Último poste da série de 20 de Fevereiro de 2015 > Guiné 63/74 - P14276: Notas de leitura (683): “De Passo Trocado ASP”, por Carlos Vale Ferraz, Bertrand Editora, Fevereiro de 1985 (Mário Beja Santos)

2 comentários:

antonio graça de abreu disse...


A Guiné de que Zurara fala, eram todas as terras africanas recém descobertas para além do Bojador (Mauritânia, etc). Não se pode falar de Guiné-Bissau ou de Guiné Portuguesa porque em 1450 nada disso existia.
Mas é verdade que, para o bem o para o mal (tudo relativo!)andávamos a desbravar um continente desconhecido. Com as consequências que conhecemos e fazem parte de nós. Quinhentos anos depois levámos com uma guerra
no corpo, no coração, por causa dos Zuraras (e outros!) neste fantasmagórico e universal sortilégio de sermos portugueses.
Nosso destino, nossa sorte.

Abraço,

António Graça de Abreu

Antº Rosinha disse...

Certamente Zurara devia ser além do comandante, o único elemento da tripulação que sabia ler e escrever.

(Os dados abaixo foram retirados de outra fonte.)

Issue #1433, opened 2019-06-05
Prevent double clicks on individual buttons rather than globally


36degrees:
This was started by @alex-ju in #1370 but we blocked in whilst we worked on namespacing.

Once we've understood how we intend to namespace JS components going forward, we should unblock and update that PR.

PR #1443, opened 2019-06-11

Sabendo hoje, que já antigamente ainda VIRIATO nem falava nem escrevia português, nem havia as escolas do centenário na terrinha, e já havia gente a falar e a escrever grego, como lhe deu na cabeça a esta meia dúzia de gatos pingados, serem eles a assumir tanta responsabilidade:

«Dar novos mundos ao mundo»

Vamos ver como acaba isto tudo!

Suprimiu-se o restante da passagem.